Modelling of the ultrafast dynamics and surface plasmon properties of silicon upon irradiation with mid-IR femtosecond laser pulses

We present a theoretical investigation of the ultrafast processes and dynamics of the produced excited carriers upon irradiation of silicon with femtosecond pulsed lasers in the mid-infrared (mid-IR) spectral region. The evolution of the carrier density and thermal response of the electron-hole and lattice subsystems are analyzed for various wavelengths lambda(L) in the range between 2.2 and 3.3 mu m, where the influence of two- and three-photon absorption mechanisms is explored.
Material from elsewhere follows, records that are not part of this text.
Issue #692, opened 2024-02-28
Integrate multi objective optimization


bpkroth:
Both FLAML and SMAC support multi objective optimization now.

We should extend mlos_core and mlos_bench to handle this.

PR #723, opened 2024-03-22
Pass multiple metrics into the optimizer

motus:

The role of induced Kerr effect is highlighted and it manifests a more pronounced influence at smaller wavelengths in the mid-IR range. Elaboration on the conditions that lead to surface plasmon (SP) excitation indicate the formation of weakly bound SP waves on the material surface. The lifetime of the excited SP is shown to rise upon increasing wavelength, yielding a larger one than that predicted for higher laser frequencies. The calculation of damage thresholds for various pulse durations tau(p), shows that they rise according to a power law (similar to tau(zeta(lambda L))(p)) where the increasing rate is determined by the exponent zeta(lambda(L)). Investigation of the multiphoton absorption rates and impact ionization contribution at different tau(p) manifests a lower damage for lambda(L) = 2.5 mu m compared to that for lambda(L) = 2.2 mu m for long tau(p).